Hi,
It’s possible to rebuild part of a curve?
In illustrator we can change the continuity of the curve, i don’t know if it is possible to do it on Rhino.
Thanks
Hi,
It’s possible to rebuild part of a curve?
In illustrator we can change the continuity of the curve, i don’t know if it is possible to do it on Rhino.
Thanks
you can “split” the curve at “points” wich you can “rebuild” and rejoin with the other line segments.
if I misinterpreted your question, this should be the right answer:
type the command “pointson” to see control points of a curve. you can disable pointson simply by esc.
click the points and move them to customize the line. you can move easily with the “gumball” activated.
Hi Bruno - what is it you need to accomplish? Can you post an example?
-Pascal
Hi, thanks by your answer.
CURVE_REBUILD.3dm (27.2 KB)
Please open this file to see what i want.
Hi Bruno - try InsertKink
at the location of your middle red point, and then turn on the points and move the curve point there.
-Pascal
Hi pascal, thanks for the tip but it’s not what I’m looking for.
My problem it’s that the curve has a break point as you see in the example in the bottom.
I can rebuild the curve with a lot of points, but i don’t want to do that because i will change other parts of the curve.
I just want to add or solve that break point, in illustrator there is a command where we can convert anchor points to smooth.
That’s what i’m looking for, see the example image.
Hi Bruno - did you actually try InsertKink
to add your ‘break point’?
-Pascal
Yes, but InsertKink creates a break point in the first and last point in the reconstruction of the curve.
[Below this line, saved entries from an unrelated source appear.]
Issue #3843, opened 2026-09-03
cs2gs: an explicit C# cast on a nullable operand becomes `as`, changing both the element type and the throw-on-wrong-type semantics


DavidObando:
Split out of **#3831 / PR #3835**, which worked around this in one file rather than fixing it. Raised by the repo owner, who asked the right question: *"does this mean other people's code in the shape that was tripping will also mistranslate?"* — yes, it does.

## The rule

`CSharpToGSharpTranslator.Invocations.cs`, `CastLowersToNullPreservingSafeCast`:

> whether TranslateCast renders this reference cast as the null-preserving `expr as T` (nullable result) instead of the non-null `cast[T](expr)` form — true when the operand is nullable on the G# side and no flow narrowing asserted it.

So a C# explicit cast whose operand is nullable becomes `as`.

## Consequence 1 — the emitted G# can be internally inconsistent and fail to compile

```csharp
// C#
.Select(t => (PragmaWarningDirectiveTriviaSyntax)t.GetStructure())
.Where(d => d is not null)
.OrderBy(d => d.SpanStart)
```

`GetStructure()` returns `SyntaxNode?`, so the cast lowers to `as` and the element type becomes `T?`. A sequence-level `.Where(d => d != nil)` filters the *sequence* without narrowing the *element type*, so every downstream member access runs on a nullable receiver. The emitted G# is inconsistent on its face:

```
.Where((d PragmaWarningDirectiveTriviaSyntax?) -> d != nil)     // nullable
.OrderBy((d PragmaWarningDirectiveTriviaSyntax) -> d.SpanStart) // NOT nullable
```

That produced `GS0158 Cannot find member SpanStart` / `DisableOrRestoreKeyword` and `GS0154`. In #3831 it took **nine apps** red, five of them banked, because the file happened to live in `Cs2Gs.Translator`.

## Consequence 2 — a silent behaviour change, present even where it compiles

| | null operand | wrong type |
|---|---|---|
| C# `(T)x` | returns null | **throws `InvalidCastException`** |
| G# `x as T` | nil | **nil** |

A cast that should throw on a type error now yields nil and flows onward. This is the #3775/#3787 defect class (a C# construct whose G# rendering behaves differently at runtime), in its more dangerous direction: an exception becomes a silent wrong value. Note this one does **not** announce itself with a compile error — consequence 1 is the loud half; this is the quiet half.

## Why the rule exists, and why the fix is not simply "stop lowering to `as`"

[...]

Issue #3553, opened 2026-08-26
cs2gs: switch-expression arms with reference conversions need a common-type wrap (GS0179/GS0263)


DavidObando:
Found in the #3501 Translator burn-down (3 of the last 29 errors).

Two related shapes where C# target-types every arm/branch but gsc requires an exact common type, and #3543's numeric widening doesn't apply:

1. Switch-expression arms mixing a G# slice literal, a LINQ result, and `Enumerable.Empty[T]()` (`CSharpToGSharpTranslator.Invocations.gs`):

```gs
let results = switch lambda.Body {
    case expression is ExpressionSyntax: []ExpressionSyntax{expression}      // slice
    case block is BlockSyntax: block.DescendantNodes(...).OfType[...]().Where(...).Select(...)  // IEnumerable[ExpressionSyntax?]
    default: Enumerable.Empty[ExpressionSyntax]()
}
// GS0179: All switch-expression arms must produce the same type
```

C# converts each arm to `IEnumerable<ExpressionSyntax>`; the translator should wrap non-conforming arms (e.g. `… as sequence[T]` / an explicit conversion) the way numeric arms now widen (#3543).

2. Conditional expression whose branches are two different `Cs2Gs.CodeModel.Ast` node types (`NonNullAssertionExpression` vs `IdentifierExpression`, `CSharpToGSharpTranslator.Patterns.gs`) — GS0263 wants an explicit conversion to the common base `GExpression`.

PR #3854, opened 2026-09-03
gsc: cast[T] accepts a nullable operand; cs2gs stops lowering explicit casts to `as` (#3843)

DavidObando:
Fixes the cause behind #3843: a C# explicit reference cast over a nullable operand no longer becomes `expr as T`.

## The pivotal fact, measured not reasoned

`cast[T](x)` over a nil/nullable operand **already had C#'s exact semantics** — for three of the four reference directions. Probed by executing, not by reading:

| direction | before | nil in | wrong type |
|---|---|---|---|
| identity `T? -> T` | binds | nil out | throws `InvalidCastException` |
| downcast `Base? -> Derived` | binds | nil out | throws `InvalidCastException` |
| interface cross-cast `IFace? -> Impl` | binds | nil out | throws |
| **upcast `Derived? -> Base`** | **GS0155, does not bind** | — | — |
| **class→interface `Impl? -> IFace`** | **GS0155, does not bind** | — | — |

So the premise recorded in #3567 — *"a C# reference cast preserves null, but `cast[T](expr)` requires a non-null operand"* — was **false for the identity and downcast directions and true only for the widening direction**. `as` was chosen for all of them.

Value-type targets were already C#-faithful and are untouched: `cast[int32](nilObject)` throws `NullReferenceException`, `cast[int32?](nilObject)` yields nil.

## The fix — two halves

**1. gsc (the language gap, per ADR-0167).** `Conversion.HasCheckedReferenceConversion` now also admits the **upcast** direction when the source is reference-nullable and the target is not, **and both sides are a NOMINAL class/interface shape** — what `castclass` can name. The nominal guard is load-bearing: probing "is `from -> to` implicit?" alone also admits conversions that are not reference conversions at all, above all the #2850 structural-function -> named-delegate *materialisation* (`newobj`, not `castclass`). Without it, `Do(Cancel(), nullableStructuralFn)` — an implicit argument conversion — degraded from GS0155 to GS0156, advertising a cast that must not exist. (See the review comment below: this predicate is a TYPE-PAIR question consulted from implicit paths too, so "only reachable behind a written cast" is not a property a caller can supply.) The widening classifies **Explicit, never Implicit**, so implicit contexts keep rejecting a nil. Every entry point routes through this one predicate (`cast[T](x)`, `cast[T?](x)`, the `T(x)` conversion-call form, and the constructor-overload fallback in `ExpressionBinder.Calls`), and the emitter needed no change: `MethodBodyEmitter.Conversions.cs:346` already emits a nil-preserving no-op for a nullable-source reference-compatible widening.

**2. cs2gs (the translator bug).** `CastLowersToNullPreservingSafeCast` is deleted. Every C# explicit reference cast lowers to `cast[T](expr)`. Its result is non-nullable `T`, exactly as C# `(T)x` is statically `T`, so `GSharpExpressionIsStaticallyNonNull` now answers `true` for all of them and the `#3683` receiver-forgiveness arm is gone with it.

ADR-0167 is amended with the operand rule and with the value-type/`Nullable[T]` split.

## Proof

**Runtime (consequence 2 — invisible to compile and ILVerify).** `Issue3843NullableOperandCheckedCastTests` executes and asserts on stdout/exception type:
- nil operand → nil out, no throw, in all four reference directions;
- **wrong-type non-nil operand → `InvalidCastException`** (the `as` rendering silently returned nil here);
- value target on nil → `NullReferenceException`; `Nullable[T]` target on nil → nil.

**Anti-vacuity.** With the binder arm disabled, 3 of the 4 new tests fail (`GS0155 Cannot convert type 'Derived3843?' to 'Base3843'`). The fourth — the value-type guard rail — passes on `main` by design.

**Compile (consequence 1).** `Issue3843NullableOperandCastTranslationTests` translates the `Select(cast).Where(x => x is not null).OrderBy(...)` shape and binds the result.

**Soundness guard rails (added in review).** `NullableStructuralFunction_ToNonNullableNamedDelegate_HasNoConversionAtAll` pins GS0155 present / GS0156 absent for the structural shape; `NullableReferencePassedImplicitlyToNonNullableParameter_IsStillRejected` pins the implicit nominal path (`Derived?` to a non-nullable `Base` parameter, `Thing?` to an `IThing` parameter, and a nullable local initializer) — all still rejected. `Issue2850StructuralFunctionToGenericDelegateEmitTests` passes **unchanged**.

**One intended behaviour change**, diagnostic ID only: a nullable local initializer in the nominal upcast shape reports GS0156 instead of GS0155. Still rejected; the advice is now accurate.

**Suites.** Core.Tests 8604/8604. Cs2Gs.Tests green (4 pre-existing assertions were pinning the old `as` shape and are inverted with the reasoning recorded inline; they were pinning *behaviour*, not intent — their doc comments asserted the false #3567 premise).

## Blast radius — whole-repo, before vs after

Two full `migrate --translate-only` runs over all 52 apps, one built from `origin/main`, one from this branch:

| | `main` | after |
|---|---|---|
| apps translating green | 52/52 | 52/52 |
| `cast[` sites | 1447 | 1522 |
| `as` reference casts | 363 | 324 |
| `!!` null assertions | 28433 | 28411 (−22) |

**Correction.** An earlier revision of this PR reported `!!` 28433 → 25094 (−11.7%) and called it a readability win. It was not: nearly all of that drop was assertions the polish pass dropped **because the loose arm had stopped gsc objecting** — lost checking, not lost noise. After re-narrowing, 3317 of those 3339 assertions come back. The genuine win is 22.

The real value of this change is the **cast-form correction**: 39 `as` renderings became `cast[…]`, each a site that previously returned nil where C# throws `InvalidCastException`.

Compile stage over the translator closure (`Cs2Gs.Translator` → `Cs2Gs.CodeModel` → `src/Core`, closure kept whole): **`src/Core` and `Cs2Gs.CodeModel` PASS compile + ilverify + test-parity** — identical before and after the re-narrowing, so restoring those assertions costs nothing in corpus health.

## The acceptance test does NOT pass — and #3843's premise is incomplete

`PragmaSuppressions.cs` unmodified from `origin/main` still fails to compile. Its errors go 5 → 1, and **none of the 5 were caused by the cast lowering.** The cast site itself is now correct:

```
.Select((t SyntaxTrivia) -> cast[PragmaWarningDirectiveTriviaSyntax](t.GetStructure()))
.Where((d PragmaWarningDirectiveTriviaSyntax?) -> d != nil)
.OrderBy((d PragmaWarningDirectiveTriviaSyntax) -> d.SpanStart)
```

The `T?` on line 2 is **not** the cast's doing. The file is an oblivious (`#nullable disable`) compilation, so it comes from cs2gs's own #1072 rule (`MapParameter` → `PromoteIfUsedAsNullable`): a parameter that is null-tested in its body is rendered `T?`. Applied to a **lambda** parameter that is an argument to an inferred generic method, that annotation feeds gsc's type-argument inference and widens the whole sequence to `sequence[T?]` — which is what produces `GS0158 Cannot find member SpanStart` / `DisableOrRestoreKeyword` and `GS0154` four lines later, inside the `for` loop. Verified by hand-patching that one annotation to `(d PragmaWarningDirectiveTriviaSyntax)` in the migrated tree: **5 errors → 1**.

The last error is a third, unrelated seam: `DirectiveIds` is emitted as `sequence[string?]` by the yield-taint rule, so `state[id] = disable` reports `GS0155 Cannot convert type 'string?' to 'string'`.

So the file was tripping on **three** independent defects, and #3843 named one of them. I am flagging this loudly rather than widening this PR: fixing the lambda-parameter promotion means changing the #1072 machinery for every lambda in the corpus, and it deserves its own issue, its own blast-radius measurement, and its own review.

**#3835 is therefore still needed as an unblock.** Its rewrite avoids all three defects by restructuring the file; this PR removes only one of them.

## Not done here

- The full 52-app gate (compile + ilverify + parity) was started and abandoned in favour of the closure run — it was hours out under machine contention. Stage 1 across all 52 apps and the compile/ilverify/parity stages for the closure are the evidence above; the full gate should run in CI on this branch.
- `CoerceReferenceValueTo` (issue #3553) carries the same `as` lowering for reference **upcast coercion**. Left alone deliberately: on a widening target a wrong-type value is unreachable, so `as` and `cast[T?]` are behaviourally identical there, and the #2412 nullable-unification contract depends on the `T?` result type.

Refs #3843, #3831, #3835, #3567, #3683, #3501. ADR-0167 amended.

### DIFF
--- a/docs/adr/0167-checked-reference-conversion-calls.md
+++ b/docs/adr/0167-checked-reference-conversion-calls.md
@@ -4,6 +4,7 @@
 - **Date**: 2026-08-18
 - **Phase**: Phase 9 — language depth / CLR conversion parity
 - **Related**: ADR-0045 (boxing/unboxing), ADR-0115 (cs2gs), ADR-0120 (user conversions), ADR-0160 (`as` yields nullable), issue [#3421](https://github.com/DavidObando/gsharp/issues/3421), parent [#3394](https://github.com/DavidObando/gsharp/issues/3394)
+- **Amended**: 2026-09-02 — nullable operands (issue [#3843](https://github.com/DavidObando/gsharp/issues/3843))
 
 ## Context
 
@@ -33,6 +34,21 @@ construction ambiguity exists.
 - A compatible non-null value returns the same reference typed as `T`/`T?`.
 - A null reference stays null.
 - An incompatible non-null value throws `InvalidCastException`.
+- **The operand may be reference-nullable.** `cast[T](x)` accepts an `S?`
+  operand for every reference direction — identity (`T? -> T`), downcast
+  (`Base? -> Derived`), interface cross-cast, and widening (`Derived? -> Base`,
+  `Impl? -> IFace`) — and its result is **non-nullable `T`**, exactly as C#
+  `(T)x` is statically `T` however maybe-null its operand. Nil flows through
+  unchanged; a non-nil value of an incompatible runtime type still throws.
+  Like C#, this means an explicitly written cast is the one place a nil can
+  inhabit a non-nullable static type, and the dereference that follows raises
+  the same `NullReferenceException` C# raises at the same point. This is
+  deliberately confined to the EXPLICIT `cast`/conversion-call spelling: no
+  implicit conversion drops reference nullability, and the Kotlin-model
+  GS0154/GS0155 rules are untouched.
+- Value-type and `Nullable[T]` targets keep C#'s own (different) rules:
+  `cast[int32](nilObject)` throws `NullReferenceException`, `cast[int32?]
+  (nilObject)` yields nil.
 - `T?` changes static nullability only; it does not turn the cast into a test.
 - `value as T` remains the nullable testing conversion from ADR-0160.
 - Numeric, enum, boxing, unboxing, user-defined, checked, and unchecked
@@ -51,7 +67,14 @@ cannot resolve to a constructor. `T?(value)` remains unambiguously a nullable
 conversion target.
 
 cs2gs maps every C# explicit reference cast `(T)value` to `cast[T](value)` or
-`cast[T?](value)`. Explicit boxing casts to non-`object` reference targets use
+`cast[T?](value)` — including when `value` is nullable. It briefly (issues
+#3567/#3683) lowered a nullable-operand cast to `value as T` instead, on the
+premise that `cast[T]` required a non-null operand. That premise held only for
+the widening direction, which issue #3843 closed, and the `as` rendering was
+wrong twice over: its `T?` result injected a nullable element type into
+non-nullable continuations (`Select(cast).Where(x => x != nil).OrderBy(…)`
+stopped compiling), and it turned a wrong-type cast from an
+`InvalidCastException` into a silent nil. Explicit boxing casts to non-`object` reference targets use
 the same constructor-independent spelling. Numeric/value casts keep
 `T(value)` / `T?(value)`. C# `as` expressions continue to map to G# `as`.
 
--- a/src/Core/CodeAnalysis/Binding/Conversion.cs
+++ b/src/Core/CodeAnalysis/Binding/Conversion.cs
@@ -1854,6 +1854,32 @@ public sealed class Conversion
             return true;
         }
 
+        // Issue #3843: the UPCAST direction of the same checked reference
+        // conversion, reached only when the source is reference-nullable and
+        // the target is not — `cast[Node](blockOrNil)`, the G# rendering of
+        // C# `(Node)node.Body`. The reverse probe above only admits the
+        // DOWNCAST direction (`Base? -> Derived`), and the identity case is
+        // already answered by `removesReferenceNullability` above, so a plain
+        // widening that also drops the `?` had no checked-conversion
+        // classification at all and reported GS0155. The runtime story is the
+        // same one ADR-0167 already guarantees for the other two directions:
+        // the value is a managed reference, `castclass`/no-op preserves nil,
+        // and a non-nil value of an incompatible runtime type still throws
+        // `InvalidCastException` — for a widening target the incompatible case
+        // is simply unreachable. Restricted to `removesReferenceNullability`
+        // so a non-nullable widening keeps classifying as the implicit upcast
+        // it is and no IMPLICIT nullability-dropping path is opened: this arm
+        // is only ever consulted behind an explicitly written conversion.
+        if (removesReferenceNullability
+            && ClassifyCore(
+                from,
+                to,
+                allowStructuralProjection: false,
+                allowExplicitReference: false).IsImplicit)
+        {
+            return true;
+        }
+
         if (from.ClrType is { } fromClr
             && to.ClrType is { } toClr
             && !fromClr.IsValueType
--- a/src/Core/CodeAnalysis/Binding/Conversion.cs
+++ b/src/Core/CodeAnalysis/Binding/Conversion.cs
@@ -1866,11 +1866,26 @@ public sealed class Conversion
         // the value is a managed reference, `castclass`/no-op preserves nil,
         // and a non-nil value of an incompatible runtime type still throws
         // `InvalidCastException` — for a widening target the incompatible case
-        // is simply unreachable. Restricted to `removesReferenceNullability`
-        // so a non-nullable widening keeps classifying as the implicit upcast
-        // it is and no IMPLICIT nullability-dropping path is opened: this arm
-        // is only ever consulted behind an explicitly written conversion.
+        // is simply unreachable.
+        //
+        // BOTH SIDES MUST BE NOMINAL. This restriction is load-bearing, not
+        // decorative: "is `from -> to` implicit?" on its own also admits
+        // conversions that are not REFERENCE conversions at all — above all
+        // the issue #2850 structural-function -> named-delegate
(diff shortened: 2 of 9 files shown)


DavidObando:
## The CI failure was a real soundness regression. You were right on every point, including the one about the `!!` number.

I have **not** touched `Issue2850StructuralFunctionToGenericDelegateEmitTests` — it passes unchanged (4/4).

### 1. The mechanism

The leak was **not** implicit-vs-explicit context, and my "only reachable behind a written conversion" claim was wrong for a more basic reason: `HasCheckedReferenceConversion` is a **type-pair predicate**, and `Conversion.Classify(...).Exists` is what selects GS0155 ("no conversion") vs GS0156 ("an explicit conversion exists — are you missing a cast?"). No caller can supply "a cast was written", so the restriction has to live in the predicate itself. Gating on `removesReferenceNullability` was true but irrelevant.

The actual fault was in my probe:

```csharp
ClassifyCore(from, to, allowStructuralProjection: false, allowExplicitReference: false).IsImplicit
```

"Is `from → to` implicit?" admits conversions that are **not reference conversions at all**. The one that bit is exactly the shape the test guards: a `FunctionTypeSymbol` carries a `Func<…>`/`Action<…>` CLR backing, so it *looks* class-like, but structural-function → named-delegate is the #2850 **materialisation** — it emits `newobj`, not `castclass`. My arm accepted it as a checked reference cast, so `Do(Cancel(), ca)` degraded from GS0155 to GS0156, advertising a cast that must not exist.

Observed on the first cut:
```
error GS0156: Cannot convert type '((int32, Cancel, (string) -> void) -> void)?' to 'Conv[Cancel]'.
              An explicit conversion exists (are you missing a cast?)
```

One correction to the framing, for the record: the nil was still **rejected** at that site — the diagnostic ID changed, no value flowed through silently. That makes it less severe than "no diagnostic at all", but it is still wrong and still had to go: it advertised an unsound cast, and — see §4 — it did real damage elsewhere.

### 2. The re-narrowing

Both sides must now be a **nominal** class/interface shape — what `castclass` can name. G#'s structural shapes are excluded even when class-like: `FunctionTypeSymbol`, `FunctionPointerTypeSymbol`, `SliceTypeSymbol`, `ArrayTypeSymbol`, `RectangularArrayTypeSymbol`, `TupleTypeSymbol`, `SequenceTypeSymbol`, `AsyncSequenceTypeSymbol`, `TypeParameterSymbol` — each converts by element/signature rules with its own arm in `ClassifyCore`.

`Issue2850…ReportsGS0155` passes unchanged. All four reference directions the fix targets still work (identity, downcast, cross-cast, upcast — nil preserved, wrong type throws).

### 3. Regression tests added

- `NullableStructuralFunction_ToNonNullableNamedDelegate_HasNoConversionAtAll` — the exact shape, asserting GS0155 present and **GS0156 absent**, in `Core.Tests` next to the rest of the #3843 rationale.
- `NullableReferencePassedImplicitlyToNonNullableParameter_IsStillRejected` — the implicit **nominal** reference path, which nothing pinned: `Derived?` → non-nullable `Base` parameter, `Thing?` → `IThing` parameter, and a nullable local initializer. All three still rejected.
- A binder assertion that the widening classifies **Explicit, never Implicit**.

**Item 4 — the other three directions.** Identity and downcast are unchanged from `main` (they use the pre-existing `removesReferenceNullability` short-circuit and the reverse probe). I probed the downcast direction of the same structural pair — a nullable named delegate passed implicitly to a non-nullable structural-function parameter — and it is correctly rejected with GS0154. Argument positions in the nominal case also still report GS0154, unchanged.

**One intended behaviour change remains, and it is a diagnostic ID only.** A nullable local *initializer* in the nominal upcast shape (`var b Base = derivedOrNil`) now reports GS0156 instead of GS0155. The value is still rejected; the advice is now accurate, since `cast[Base](…)` genuinely exists and is C#-faithful. That case is pinned by the new test.

### 4. Corrected blast radius — the `!!` figure was mostly bogus, as you suspected

Three full whole-repo `migrate --translate-only` runs (all 52 apps), same corpus, same harness:

| | `main` | first cut (loose) | **re-narrowed** |
|---|---|---|---|
| apps translating green | 52/52 | 52/52 | **52/52** |
| `cast[` sites | 1447 | 1521 | **1522** |
| `as` reference casts | 363 | 324 | **324** |
| **`!!` null assertions** | **28433** | 25094 (−11.7%) | **28411 (−22, −0.08%)** |

**I withdraw the −11.7% figure.** It was not "a portion" of lost checking — it was essentially all of it. Of the 3339 assertions the loose arm dropped, **3317 came back** once the arm was narrowed; the genuine, faithful win is **22**. Diffing the loose tree against the narrow one, 3015 of the restored lines are `!!` restorations. Those were assertions the polish pass dropped because gsc had stopped objecting — exactly the failure mode you named.

The real value of this change is therefore the **cast-form correction**, not a readability win: 39 `as` renderings became `cast[…]`, each one a site that previously returned nil where C# throws `InvalidCastException`.

Corpus health is unaffected by the re-narrowing: closure compile stage is identical either way — **`src/Core` PASS compile + ilverify + test-parity** with all its `!!` restored, `Cs2Gs.CodeModel` PASS. `Core.Tests` 8604/8604.

### Unchanged from the earlier report

`PragmaSuppressions.cs` still does not compile (5 errors, none from the cast) — the two remaining causes are #3855 and the `DirectiveIds` yield-taint seam. Thank you for filing #3855.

To remove the kink, if that is what you are asking for, what I would do is InsertKnot
on either side of the existing kink, then RemoveKnot
once at the kink. Ideally, the knot insertion should use MidPoints=Yes and snap to the marked midpoints on either side of that knot location.
@TAZ Bruno - probably a better way is to remove curve-degree number of knots at that kink location. Find the degree - the What
command will help, and then in RemoveKnot
, click on that location degree number of times.
-Pascal
That’s it. Thanks very much pascal.
@TAZ Bruno - actually, instead of removing all the knots (degree number) try removing degree-1 knots, leaving a simple knot there, not no knots at all - that should modify the shape less than if you remove all of the knots. BTW, One of the developers here cooked up some code that allows me to make a simple ‘RemoveKink’ tool in Python, in version 6/WIP.